RECORDS FOR THE EXERCISE START
PR #115, opened 2016-06-15
Bump the stack size for WASAPI rendering threads.

padenot:
In Gecko, `webrtc.org` code we call from the callback is using big arrays
allocated on the stack, and we're running out of stack space. Bumping it by a
factor of two should be enough.


kinetiknz:
Is there a BMO bug for this?

padenot:
Not yet, it's just something we saw in crash-stats.

PR #123, opened 2016-07-05
Latency numbers should be in frames

padenot:
We need to have a tight control over the latency numbers to trigger fast paths and such.

### DIFF
--- a/src/cubeb.c
+++ b/src/cubeb.c
@@ -107,7 +107,7 @@ validate_stream_params(cubeb_stream_params * input_stream_params,
 int
 validate_latency(int latency)
 {
-  if (latency < 1 || latency > 2000) {
+  if (latency < 1 || latency > 96000) {
     return CUBEB_ERROR_INVALID_PARAMETER;
   }
   return CUBEB_OK;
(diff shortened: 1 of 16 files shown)


src/cubeb.c
```diff
@@ -107,7 +107,7 @@ validate_stream_params(cubeb_stream_params * input_stream_params,
 int
 validate_latency(int latency)
 {
-  if (latency < 1 || latency > 2000) {
+  if (latency < 1 || latency > 96000) {
```
achronop: Not very important but the signature of this method could change and include the params in order to calculate 2 seconds of latency for every combination.

src/cubeb_pulse.c
```diff
@@ -1056,8 +1056,8 @@ pulse_sink_info_cb(pa_context * context, const pa_sink_info * info,
   devinfo->max_rate = PA_RATE_MAX;
   devinfo->default_rate = info->sample_spec.rate;
 
-  devinfo->latency_lo_ms = 25;
-  devinfo->latency_hi_ms = 400;
+  devinfo->latency_lo = 0;
+  devinfo->latency_hi = 0;
```
achronop: Here the values are hardcoded to 0. Don't we need to report min/max latency any more?

achronop:
Looks good. It might be a good idea to add a new cubeb method that converts frames<-->ms and the other way around.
RECORDS FOR THE EXERCISE END
From the listing above, collect every line that mentions the word "this".

Is there a BMO bug for this?
achronop: Not very important but the signature of this method could change and include the params in order to calculate 2 seconds of latency for every combination.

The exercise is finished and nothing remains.